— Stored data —
──────────────────────────────

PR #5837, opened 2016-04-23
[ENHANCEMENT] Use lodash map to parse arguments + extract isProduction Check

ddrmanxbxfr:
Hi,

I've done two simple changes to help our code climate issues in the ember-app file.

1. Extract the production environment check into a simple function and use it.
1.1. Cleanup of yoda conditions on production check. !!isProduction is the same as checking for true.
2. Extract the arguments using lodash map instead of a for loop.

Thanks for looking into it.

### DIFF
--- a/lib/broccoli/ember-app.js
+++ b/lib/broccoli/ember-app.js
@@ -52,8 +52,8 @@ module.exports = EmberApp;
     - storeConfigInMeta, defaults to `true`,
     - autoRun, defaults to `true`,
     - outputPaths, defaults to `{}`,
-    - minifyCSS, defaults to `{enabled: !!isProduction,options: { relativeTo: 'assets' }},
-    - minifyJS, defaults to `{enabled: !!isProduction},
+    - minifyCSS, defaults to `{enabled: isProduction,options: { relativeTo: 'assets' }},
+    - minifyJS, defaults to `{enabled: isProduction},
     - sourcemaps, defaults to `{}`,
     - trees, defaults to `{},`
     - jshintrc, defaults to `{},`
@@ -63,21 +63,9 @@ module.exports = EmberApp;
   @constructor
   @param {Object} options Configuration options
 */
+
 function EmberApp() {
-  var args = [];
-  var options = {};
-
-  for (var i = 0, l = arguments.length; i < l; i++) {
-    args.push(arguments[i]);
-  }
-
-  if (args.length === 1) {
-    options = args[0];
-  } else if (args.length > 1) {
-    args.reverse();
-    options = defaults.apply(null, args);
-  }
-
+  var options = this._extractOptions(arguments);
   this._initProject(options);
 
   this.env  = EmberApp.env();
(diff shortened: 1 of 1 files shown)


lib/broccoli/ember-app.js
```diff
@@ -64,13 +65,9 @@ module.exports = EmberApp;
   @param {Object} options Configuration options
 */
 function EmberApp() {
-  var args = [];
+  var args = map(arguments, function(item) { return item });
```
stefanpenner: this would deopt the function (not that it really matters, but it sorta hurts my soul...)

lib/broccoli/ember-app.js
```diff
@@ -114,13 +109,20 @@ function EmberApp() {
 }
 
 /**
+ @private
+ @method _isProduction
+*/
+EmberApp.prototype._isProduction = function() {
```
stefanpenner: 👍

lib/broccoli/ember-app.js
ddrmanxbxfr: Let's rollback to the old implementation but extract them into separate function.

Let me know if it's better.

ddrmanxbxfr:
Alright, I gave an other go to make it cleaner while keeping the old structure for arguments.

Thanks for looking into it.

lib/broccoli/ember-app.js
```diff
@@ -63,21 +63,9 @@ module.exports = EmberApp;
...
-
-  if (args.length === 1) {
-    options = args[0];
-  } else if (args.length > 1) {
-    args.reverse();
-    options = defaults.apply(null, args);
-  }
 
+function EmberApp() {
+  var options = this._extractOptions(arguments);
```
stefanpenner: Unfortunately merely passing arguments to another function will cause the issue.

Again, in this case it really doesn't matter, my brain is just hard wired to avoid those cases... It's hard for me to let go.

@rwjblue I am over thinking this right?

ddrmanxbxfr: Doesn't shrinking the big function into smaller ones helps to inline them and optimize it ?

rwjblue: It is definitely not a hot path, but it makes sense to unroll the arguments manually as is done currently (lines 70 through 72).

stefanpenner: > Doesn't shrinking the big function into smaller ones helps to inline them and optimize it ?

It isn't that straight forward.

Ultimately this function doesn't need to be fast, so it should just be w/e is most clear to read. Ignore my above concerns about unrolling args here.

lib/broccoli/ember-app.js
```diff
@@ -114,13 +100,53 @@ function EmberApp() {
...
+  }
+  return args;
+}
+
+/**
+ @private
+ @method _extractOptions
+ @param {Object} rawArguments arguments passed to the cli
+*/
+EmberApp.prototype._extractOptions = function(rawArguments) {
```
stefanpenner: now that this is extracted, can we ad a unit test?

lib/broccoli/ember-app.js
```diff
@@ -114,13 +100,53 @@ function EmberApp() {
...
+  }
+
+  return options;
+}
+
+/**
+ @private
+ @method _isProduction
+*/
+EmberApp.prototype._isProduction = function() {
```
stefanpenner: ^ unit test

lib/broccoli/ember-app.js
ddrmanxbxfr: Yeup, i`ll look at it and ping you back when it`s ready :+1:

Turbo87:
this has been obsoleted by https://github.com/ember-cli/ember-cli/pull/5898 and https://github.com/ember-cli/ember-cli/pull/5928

──────────────────────────────

Take the lines from the first line of the records through the line holding "- autoRun, defaults", both included, and please reproduce them exactly with nothing added.

PR #5837, opened 2016-04-23
[ENHANCEMENT] Use lodash map to parse arguments + extract isProduction Check

ddrmanxbxfr:
Hi,

I've done two simple changes to help our code climate issues in the ember-app file.

1. Extract the production environment check into a simple function and use it.
1.1. Cleanup of yoda conditions on production check. !!isProduction is the same as checking for true.
2. Extract the arguments using lodash map instead of a for loop.

Thanks for looking into it.

### DIFF
--- a/lib/broccoli/ember-app.js
+++ b/lib/broccoli/ember-app.js
@@ -52,8 +52,8 @@ module.exports = EmberApp;
     - storeConfigInMeta, defaults to `true`,
     - autoRun, defaults to `true`,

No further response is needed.